(Data items)
PR #2748, opened 2025-05-07
api(withdrawals): Return code 400 if the state is prior to Electra

fridrik01:
To be merged in: https://github.com/berachain/beacon-kit/pull/2740

According to the [pending partial withdrawal spec](https://ethereum.github.io/beacon-APIs/?urls.primaryName=v3.1.0#/Beacon/getPendingPartialWithdrawals) we `Should return 400 if the state retrieved is prior to Electra.`

### Test plan

Set the electra fork time in the following files to happen in the future:

```
config/spec/devnet.go // <-- change devnetElectraForkTime
testing/files/eth-genesis.json // <-- pragueTime change pragueTime
```

Ran `make start` and `make start-geth` and queried the pending_partial_withdrawals before the fork timestamp

```
curl -s -X GET "http://localhost:3500/eth/v1/beacon/states/head/pending_partial_withdrawals"|jq
{
  "code": 400,
  "message": "invalid request: Electra fork not active yet"
}
```

After the fork timestamp:

```
curl -s -X GET "http://localhost:3500/eth/v1/beacon/states/head/pending_partial_withdrawals"|jq
{
  "version": "electra",
  "execution_optimistic": false,
  "finalized": true,
  "data": []
}
```

### DIFF
--- a/node-api/handlers/beacon/withdrawal.go
+++ b/node-api/handlers/beacon/withdrawal.go
@@ -21,9 +21,13 @@
 package beacon
 
 import (
+	"fmt"
+
 	"github.com/berachain/beacon-kit/node-api/handlers"
 	beacontypes "github.com/berachain/beacon-kit/node-api/handlers/beacon/types"
+	"github.com/berachain/beacon-kit/node-api/handlers/types"
 	"github.com/berachain/beacon-kit/node-api/handlers/utils"
+	"github.com/berachain/beacon-kit/primitives/version"
 )
 
 func (h *Handler) GetPendingPartialWithdrawals(c handlers.Context) (any, error) {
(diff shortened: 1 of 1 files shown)


node-api/handlers/beacon/withdrawal.go
```diff
@@ -39,18 +41,22 @@ func (h *Handler) GetPendingPartialWithdrawals(c handlers.Context) (any, error)
...
+	// Get the fork version.
+	forkVersion, err := st.GetFork()
 	if err != nil {
 		return nil, err
 	}
 
-	// Get the fork version.
-	forkVersion, err := st.GetFork()
+	if version.IsBefore(forkVersion.CurrentVersion, version.Electra()) {
+		return nil, types.ErrInvalidRequest
```
abi87, line 56: nit: should we extend the error with something like: `fmt.Errorf("%w: Electra fork not active yet", types.ErrInvalidRequest)`

PR #2754, opened 2025-05-09
refactor: replace map iteration with maps.Copy

yetyear:
Optimize code using a more modern writing style.


yetyear:
Thanks for your review!

PR #2760, opened 2025-05-09
e2e tests for partial pending withdrawals

nidhi-singh02:
In the E2E tests, we check pending partial withdrawals before the transaction, which is empty (As expected).
After submitting the transaction, can see pending partial withdrawals have 1 response.


testing/e2e/e2e_withdrawal_test.go
```diff
@@ -0,0 +1,263 @@
...
+	var blsPubkey crypto.BLSPubkey
+	for _, validator := range validatorsResp.Data {
+		credentials := validator.Validator.WithdrawalCredentials
+		if len(credentials) >= 2 && credentials[0] == 0x01 {
+			validatorIndex = fmt.Sprintf("%d", validator.Index)
+			// Convert the phase0.BLSPubKey to our crypto.BLSPubkey type
+			copy(blsPubkey[:], validator.Validator.PublicKey[:])
+			return validatorIndex, blsPubkey, nil
+		}
+	}
```
nidhi-singh02, line 151: it seems when users create validators through the deposit CLI, it creates withdrawal credentials with the 0x01 format by default (execution addresses). 
However I see test with non-ETH1 withdrawal credentials. Hence kept this check to ensure we get validator with execution withdrawal credentials for testing here.

testing/e2e/e2e_withdrawal_test.go
```diff
@@ -0,0 +1,263 @@
...
+
+const (
+	// DefaultWithdrawalAmount is the default withdrawal amount in Gwei for testing
+	DefaultWithdrawalAmount = 1_000_000_000 // 1 BERA (10^9 Gwei)
+
+	// WithdrawalTxGasLimit is the gas limit for withdrawal transactions
+	WithdrawalTxGasLimit = 500_000
+
+	// BlocksToWaitAfterWithdrawal is the number of blocks to wait after a withdrawal
+	BlocksToWaitAfterWithdrawal = 3
```
abi87, line 57: nit: if this is related to some chain spec constant, can you reuse it instead of hard-coding values? It would help test maintenance IMO

testing/e2e/e2e_withdrawal_test.go
```diff
@@ -0,0 +1,263 @@
...
+// rpcWrapper wraps an rpc.Client and implements the rpcClient interface required by EIP7002.
+// EIP7002 requires a Call method that returns an error.
+type rpcWrapper struct {
+	*rpc.Client
+}
+
+// Call implements the rpcClient interface.
+func (r *rpcWrapper) Call(ctx context.Context, target any, method string, params ...any) error {
+	return r.Client.CallContext(ctx, target, method, params...)
+}
```
abi87, line 69: can you clarify why we need this wrapper? It does not seem to add anything really

testing/e2e/e2e_withdrawal_test.go
abi87: Fine, but is there a way to reuse the checks we have in production code instead of rewriting our own tests? Again in the interest of tests maintenability

nidhi-singh02: Can you pls elaborate, what checks are you referring to here ?

testing/e2e/e2e_withdrawal_test.go
nidhi-singh02: these are not chain spec constant. These are test-specific constants used in the E2E withdrawal test. They are used for testing purposes only.

testing/e2e/e2e_withdrawal_test.go
nidhi-singh02: Refer https://github.com/berachain/beacon-kit/blob/a3365685f34a51f8197d389fcb572bfbe936b079/execution/requests/eip7002/interfaces.go#L25

testing/e2e/e2e_withdrawal_test.go
```diff
@@ -0,0 +1,263 @@
...
+	if resp == nil {
+		return nil, errors.New("received nil response")
+	}
+
+	return resp, nil
+}
+
+// checkPendingPartialWithdrawals checks if there are pending partial withdrawals
+// and returns the list of pending withdrawals if any
+func (s *BeaconKitE2ESuite) checkPendingPartialWithdrawals(stateID string) ([]types.PendingPartialWithdrawalData, error) {
```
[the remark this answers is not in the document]
nidhi-singh02: got it, merged GET API call into this func and renamed it to `getPendingPartialWithdrawals`. Addressed in https://github.com/berachain/beacon-kit/pull/2760/commits/13198c6610261f272bc230e453926c5431b21932

testing/e2e/e2e_withdrawal_test.go
nidhi-singh02: Using method from consensus type  `IsValidEth1WithdrawalCredentials` for checking withdrawal creds. Let me know if you see any other checks that should be added.

testing/e2e/e2e_withdrawal_test.go
```diff
@@ -0,0 +1,262 @@
...
+	chainID, err := s.JSONRPCBalancer().ChainID(ctx)
+	s.Require().NoError(err)
+	signer := gethcore.NewPragueSigner(chainID)
+
+	// Get the sender's nonce
+	var nonce hexutil.Uint64
+	err = rpcClient.CallContext(ctx, &nonce, "eth_getTransactionCount",
+		common.HexToAddress("0x20f33ce90a13a4b5e7697e3544c3083b8f8a51d4"), "latest",
+	)
+	s.Require().NoError(err)
```
calbera, line 211: The eth1 EOA wallet used to sign the tx (in this case `0x20f33ce90a13a4b5e7697e3544c3083b8f8a51d4`) **needs** to be the exact address derived from the validator's own withdrawal credentials. Since we start the kurtosis devnet for all validators with the same credentials, I would comment [that](https://github.com/berachain/beacon-kit/blob/main/kurtosis/src/nodes/consensus/beacond/launcher.star#L73) here why its okay to use this wallet.

testing/e2e/e2e_withdrawal_test.go
```diff
@@ -0,0 +1,262 @@
...
+	fee, err := eip7002.GetWithdrawalFee(ctx, rpcWrapper)
+	s.Require().NoError(err)
+	s.T().Logf("Withdrawal fee: %s wei", fee.String())
+
+	// Create the withdrawal transaction data
+	withdrawalTxData, err := eip7002.CreateWithdrawalRequestData(blsPubkey, withdrawalAmount)
+	s.Require().NoError(err)
+
+	// Use a pre-loaded key that has funds
+	privateKey, err := ethcrypto.HexToECDSA("fffdbb37105441e14b0ee6330d855d8504ff39e705c3afa8f859ac9865f99306")
```
calbera, line 199: would explicitly say here in comments: not just any pre-loaded key with funds, but the private key **specifically of** the [credentials wallet](https://github.com/berachain/beacon-kit/blob/main/kurtosis/src/nodes/consensus/beacond/launcher.star#L73)

testing/e2e/e2e_withdrawal_test.go
nidhi-singh02: addressed. Added comments

testing/e2e/e2e_withdrawal_test.go
nidhi-singh02: makes sense, added comments.

nidhi-singh02:
Addressed the comments from Cal. Merging it.

PR #2766, opened 2025-05-12
chore(blockchain): adding UTs around RequestPayload calls

abi87:
Added unit tests around optimistic building of blocks.
Specifically we test the state attributes which contribute to shape the next block attributes for both accepted and rejected block case

### DIFF
--- a/payload/builder/interfaces.go
+++ b/payload/builder/interfaces.go
@@ -43,6 +43,9 @@ type ReadOnlyBeaconState interface {
 	ExpectedWithdrawals(timestamp math.U64) (engineprimitives.Withdrawals, uint64, error)
 	GetRandaoMixAtIndex(index uint64) (common.Bytes32, error)
 	GetLatestBlockHeader() (*ctypes.BeaconBlockHeader, error)
+
+	GetLatestExecutionPayloadHeader() (*ctypes.ExecutionPayloadHeader, error) // needed for UTs
+	EVMInflationWithdrawal(math.Slot) *engineprimitives.Withdrawal            // needed for UTs
 }
 
 // AttributesFactory is the interface for the attributes factory.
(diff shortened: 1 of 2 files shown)


beacon/blockchain/service.go
```diff
@@ -71,7 +71,6 @@ func NewService(
 	storageBackend StorageBackend,
 	blobProcessor BlobProcessor,
 	depositContract deposit.Contract,
-	eth1FollowDistance math.U64,
```
abi87, line 74: nit: this comes from chainSpec and it marginally simplifies UTs

state-transition/core/interfaces.go
```diff
@@ -49,6 +50,10 @@ type ReadOnlyContext interface {
 
 // ExecutionEngine is the interface for the execution engine.
 type ExecutionEngine interface {
+	NotifyForkchoiceUpdate( // added to simplify mocks
```
abi87, line 53: I am reusing the mock coming from this transactions in `blockchain` package, which requires `NotifyForkchoiceUpdate` method too.
This is counter to what we decided so far about interfaces, but doing it just to reduce Loc changed. Happy to have a different solution once I have written all the tests I care to have

payload/builder/interfaces.go
```diff
@@ -37,10 +37,15 @@ type PayloadCache interface {
 }
 
 type ReadOnlyBeaconState interface {
+	common.SSZRootable // needed for UTs
```
abi87, line 40: added a few methods that are needed in UTs

state-transition/core/state_processor_genesis.go
```diff
@@ -60,23 +60,7 @@ func (sp *StateProcessor) InitializeBeaconStateFromEth1(
 		return nil, err
 	}
 
-	versionable := ctypes.NewVersionable(genesisVersion)
```
abi87, line 63: Moved to `func GenesisBlockHeader` to be able to reuse it in UTs

abi87:
Soon to be replaced by https://github.com/berachain/beacon-kit/pull/2768

PR #2768, opened 2025-05-13
chore(blockchain): Added unit tests for optimistic block building

abi87:
The unit tests I wish I had before refactoring the optimistic payload building code flow


beacon/blockchain/payload_test.go
```diff
@@ -0,0 +1,450 @@
...
+		Body: &ctypes.BeaconBlockBody{
+			ExecutionPayload: &ctypes.ExecutionPayload{
+				Timestamp: math.U64(cs.GenesisTime() + 1),
+			},
+		},
+	}
+
+	// register async call to block building
+	var wg sync.WaitGroup          // useful to make test wait on async checks
+	var ch = make(chan struct{})   // useful to serialize build block goroutine and avoid data races
```
abi87, line 138: without this, UT seems to be having data races, but this is concerning.
The whole PR increases access to the state during the block building, but state is already access currently.
Do we already have a data race that this refactoring highlights?
Or does the data race happens in this refactoring?
Or is the data race detector wrong (like this can only happen in tests, not in prod code)?

beacon/blockchain/payload_test.go
```diff
@@ -0,0 +1,450 @@
...
+			Credentials: ctypes.NewCredentialsFromExecutionAddress(
+				common.ExecutionAddress{0x01},
+			),
+			Index: uint64(0),
+		},
+	}
+	genBytes, err := json.Marshal(genesisData)
+	require.NoError(t, err)
+	_, err = chain.ProcessGenesisData(ctx.ConsensusCtx(), genBytes)
+	require.NoError(t, err)
```
fridrik01, line 247: nit: consider refactoring this block since its almost exact copy from `TestOptimisticBlockBuildingRejectedBlockStateChecks`

fridrik01 (approved):

fridrik01 (approved):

● WORK INSTRUCTION: If a line above holds the string "rpcWrapper", copy it out.

● ANSWER BOX:
+// rpcWrapper wraps an rpc.Client and implements the rpcClient interface required by EIP7002.
+type rpcWrapper struct {
+func (r *rpcWrapper) Call(ctx context.Context, target any, method string, params ...any) error {
+	fee, err := eip7002.GetWithdrawalFee(ctx, rpcWrapper)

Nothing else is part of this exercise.